PR #169, opened 2017-10-17
Update `RomoSelectDropdown` component to not use jquery

jcredding:
This updates the `RomoSelectDropdown` component to not use jquery.
`RomoSelectDropdown` component and also updates the select
component to not use the jquery method for initializing a romo
select dropdown component.

`romoSelectDropdown` instead of just `selectDropdown` and renames
variables as well. This is part of having everything properly
namespaced in romo and ensuring it should work without issue with
other javascript libraries.


kellyredding (approved):
@jcredding nice job - this looks like I'd expect 👎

WHAT THE TASK ASKS: Give back, word for word, the lines of the records that run from the one holding "select dropdown component." to the very last.

SOLUTION FOR THIS EXERCISE:
select dropdown component.

`romoSelectDropdown` instead of just `selectDropdown` and renames
variables as well. This is part of having everything properly
namespaced in romo and ensuring it should work without issue with
other javascript libraries.


kellyredding (approved):
@jcredding nice job - this looks like I'd expect 👎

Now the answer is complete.